Look through the data below. Show each line where the string "RunnerLib" occurs.

DATA FOR REVIEW: Begin

PR #168, opened 2021-06-22
feat: add dev server that will live reload on template changes

kgajera:
This improves the developer experience and productivity to contribute to the bison template. It enables you to  make changes directly to files in `packages/create-bison-app/template/` and have it live reload a running bison app.

This adds a `yarn dev` script in `packages/create-bison-app` which will do the following:

1. Creates a new bison app in `packages/create-bison-app/dist/bison-dev-app`
   -  If `packages/create-bison-app/dist/bison-dev-app` already exists, this step will be skipped
   -  A `bison.json` file will also be created that contains all the variables for template rendering. This is needed later to watch and re-render EJS files. This file will **only** be created for this dev app and not other bison apps.
   -  Symbolic links to node modules and generated files are created in `packages/create-bison-app/template/` so the files won't contain errors for missing imported modules
1. Runs `yarn db:setup && yarn generate`
   -  If `packages/create-bison-app/dist/bison-dev-app` already exists, this step will be skipped
1. Uses our `startServer` script to run `yarn next dev` 
1. Starts watching the `packages/create-bison-app/template/` folder for changes. Anytime a file is changed, it will be copied to `packages/create-bison-app/dist/bison-dev-app/` where the app is actually running.
   -  For EJS files, it will use the `bison.json` file mentioned above as variables to render the template

Examples of supported arguments:
- `yarn dev --acceptDefaults`
   -  Skip interactive prompts if a new bison app is being created
- `yarn dev --clean`
   -  This will delete `packages/create-bison-app/dist/bison-dev-app`, unlink node modules and generated files, and create a new bison app
- `yarn dev --port=5000`
    - Port to use for dev app. Defaults to 3001.

## Checklist

### DIFF
--- a/packages/create-bison-app/scripts/createDevAppAndStartServer.js
+++ b/packages/create-bison-app/scripts/createDevAppAndStartServer.js
@@ -1,0 +1,107 @@
+const chokidar = require("chokidar");
+const execa = require("execa");
+const fs = require("fs");
+const path = require("path");
+const yargs = require("yargs/yargs");
+const { createApp } = require("../scripts/createApp");
+const { startServer } = require("../scripts/startServer");
+const { templateFolder } = require("../tasks/copyFiles");
+const { cleanTemplateDestPath } = require("../utils/copyDirectoryWithTemplate");
+const { copyWithTemplate } = require("../utils/copyWithTemplate");
+
+const BISON_DEV_APP_NAME = "bison-dev-app";
+const BISON_DEV_APP_VARIABLES_FILE = "bison.json";
+
+async function init() {
+  const distPath = path.join(__dirname, "..", "dist");
+  const devAppPath = path.join(distPath, BISON_DEV_APP_NAME);
+  const args = process.argv.slice(2);
+  const { clean, port } = yargs(args).argv;
+
+  if (clean) {
+    await fs.promises.rmdir(devAppPath, { recursive: true });
+    await removeTemplateSymlinks();
+  }
+
+  // Create bison app if it does not exist
+  if (!fs.existsSync(devAppPath)) {
+    if (!fs.existsSync(distPath)) {
+      await fs.promises.mkdir(distPath);
+    }
+
+    await createApp([BISON_DEV_APP_NAME, ...args], distPath);
+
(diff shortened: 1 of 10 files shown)


cmejet (dismissed):
This is SLICK! I LOVE IT! Definitely makes contributing to bison much easier! I can save this would have saved me a TON of time recently and look forward to using it.

Only ask is can we please add the comments in this PR to a markdown file that documents this so we don't lose it?
Also to note was just a reminder to make sure you run `yarn` from within the create-bison-app folder before running `yarn dev`

packages/create-bison-app/utils/copyDirectoryWithTemplate.js
```diff
@@ -20,16 +30,13 @@ async function copyDirectoryWithTemplate(from, to, variables) {
 
   return await Promise.all(
     files.map(async (file) => {
-      const toFile = file
-        .replace(from, to)
-        .replace(/_\./, ".")
-        .replace(/\.ejs$/, "");
-
+      const toFile = cleanTemplateDestPath(file.replace(from, to));
       return copyWithTemplate(file, toFile, variables);
```
cball, line 34: 👍

packages/create-bison-app/scripts/createDevAppAndStartServer.js
```diff
@@ -0,0 +1,107 @@
...
+      await fs.promises.copyFile(src, dest);
+    }
+  };
+
+  // Watch template files and copy to dev app
+  chokidar.watch(templateFolder, {
+      ignored: path => path.includes("node_modules")
+    })
+    .on("add", copyFile)
+    .on("change", copyFile);
```
cball, line 60: 👍

cball (commented):
Great job! Agree with @cmejet comments of adding a doc with these commands. How about we add a `CONTRIBUTING.md` to the project root?

kgajera:
I've added the contributing guides, one at the root and one in the `create-bison-app` package. Let me know if you want any changes.

cball (approved):
Looks great @kgajera! 🎉

PR #171, opened 2021-06-25
fix: update setupDB command to not fail when run multiple times

### LINKED ISSUE #170: Fix setupDb command for tests to reset database
https://github.com/echobind/bisonapp/blob/canary/packages/create-bison-app/template/tests/helpers.ts#L88

The current command does not work when run multiple times on a database. It should use this: `yarn prisma migrate reset --force`

kgajera:
This fixes the command being run in `setupDB` to not fail in cypress tests when run multiple times on the same database.

## Changes

- Replace `prisma deploy` with `prisma reset` so it will drop the database if it exists and then run migrations 

## Checklist

Fixes #170


cball (approved):
Awesome! We're not calling setupDB before every test are we? it should just be when the suite starts.

Either way this change is 👍

PR #196, opened 2019-02-16
Refactor code to fix SwiftLint warnings

ChaosCoder:
This PR is a follow-up to #195. This makes the code more readable, fixes swiftlint warnings introduced by #195 and reverts some whitespace changes #195 introduced.

There should be no changes in behaviour.


Sources/Danger-Swift/Fake.swift
```diff
@@ -0,0 +1 @@
+
```

Sources/Danger/Plugins/SwiftLint/SwiftLint.swift
```diff
@@ -46,86 +46,115 @@ extension SwiftLint {
...
+                                failAction: (String) -> Void) -> [SwiftLintViolation] {
+        if let directory = directory {
+            arguments.append("--path \"\(directory)\"")
+        }
+
+        let outputJSON = shellExecutor.execute(swiftlintPath, arguments: arguments)
+        return makeViolations(from: outputJSON, failAction: failAction)
+    }
+
+    private static func lintModifiedAndCreated(danger: DangerDSL,
```
DangerCI: - :warning: Function should have 5 parameters or less: it currently has 6 (`function_parameter_count`)

Sources/Danger/Plugins/SwiftLint/SwiftLint.swift
```diff
@@ -46,86 +46,115 @@ extension SwiftLint {
...
+            """
+            markdownMessage += violations.map { $0.toMarkdown() }.joined(separator: "\n")
+            markdownAction(markdownMessage)
         }
 
         return violations
     }
 
+    private static func lintAll(directory: String?,
+                                arguments: inout [String],
```
f-meloni: Why do you need arguments to be `inout`?
You can make `arguments` a var inside the function, given you don't need the updated value back

f-meloni:
can you please fix or add a swiftlint:disable to `Sources/Danger/Plugins/SwiftLint/SwiftLint.swift#L125`? Thank you :)

Sources/Danger/Plugins/SwiftLint/SwiftLint.swift
ChaosCoder: You are absolutely right. Thank you for spotting this Xcode "extract method" relic. :)

PR #198, opened 2019-02-19
Import correctly the files when one of the files contains an emoji

f-meloni:
Swift tries to simplify the string.count by returning 1 for an emoji even if that is actually created with more than one `char`.
That means that we can not use count to adjust the range if there are emoticons in the string


Sources/RunnerLib/Files Import/DangerFileGenerator.swift
```diff
@@ -10,7 +10,7 @@ public final class DangerFileGenerator {
 
         importsRegex.enumerateMatches(in: content, options: [], range: NSRange(location: 0, length: content.count), using: { result, _, _ in
             // Adjust the result to have the correct range also after dangerContent is modified
-            guard let result = result?.adjustingRanges(offset: dangerContent.count - content.count) else { return }
+            guard let result = result?.adjustingRanges(offset: dangerContent.endIndex.encodedOffset - content.endIndex.encodedOffset) else { return }
```
DangerCI: - :warning: Line should be 120 characters or less: currently 149 characters (`line_length`)

Sources/RunnerLib/Files Import/DangerFileGenerator.swift
```diff
@@ -10,7 +10,7 @@ public final class DangerFileGenerator {
 
         importsRegex.enumerateMatches(in: content, options: [], range: NSRange(location: 0, length: content.count), using: { result, _, _ in
```
DangerCI: - :warning: Line should be 120 characters or less: currently 140 characters (`line_length`)

PR #202, opened 2019-02-23
Create imported files if not present on edit command

f-meloni:


f-meloni:
merge on green

f-meloni:
Peril? :(

Sources/Danger-Swift/Fake.swift
```diff
@@ -0,0 +1 @@
+
```
DangerCI: - :warning: Files should have a single trailing newline. (`trailing_newline`)

PR #204, opened 2019-02-24
Fix danger edit for SPM

f-meloni:
`swift run danger-swift edit` doesn't compile if SPM generates the `libDanger.dylib` without the `Danger.swiftmodule` instead of generate only the `libDangerDeps.dylib` with the `Danger.swiftmodule` as it does on this repo.
e.g.
schermata 2019-02-24 alle 19 21 08

This PR fixes that


f-meloni:
Peril's danger, don't be mad at me :(

Sources/RunnerLib/SPMDanger.swift
```diff
@@ -28,7 +30,15 @@ public struct SPMDanger {
         _ = try? executor.shellOut(command: "swift build --product \(depsLibName)")
     }
 
-    public var libImport: String {
-        return "-l\(depsLibName)"
+    public var libsImports: [String] {
+        let libsImport = ["-l\(depsLibName)"]
+
+        // The danger lib is not always generated, this mainly happens on the danger repo, where the DangerDeps library and Danger.swiftmodule are enough
```
DangerCI: - :warning: Line should be 120 characters or less: currently 153 characters (`line_length`)

PR #216, opened 2019-03-26
Fix danger-swift parameters filter

f-meloni:
The filter was removing the parameter before the option instead of the one after


f-meloni:
merge on green

Sources/RunnerLib/GetDangerJSPath.swift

DATA FOR REVIEW: End

## ANSWER TO THIS TASK
Sources/RunnerLib/Files Import/DangerFileGenerator.swift
Sources/RunnerLib/Files Import/DangerFileGenerator.swift
Sources/RunnerLib/SPMDanger.swift
Sources/RunnerLib/GetDangerJSPath.swift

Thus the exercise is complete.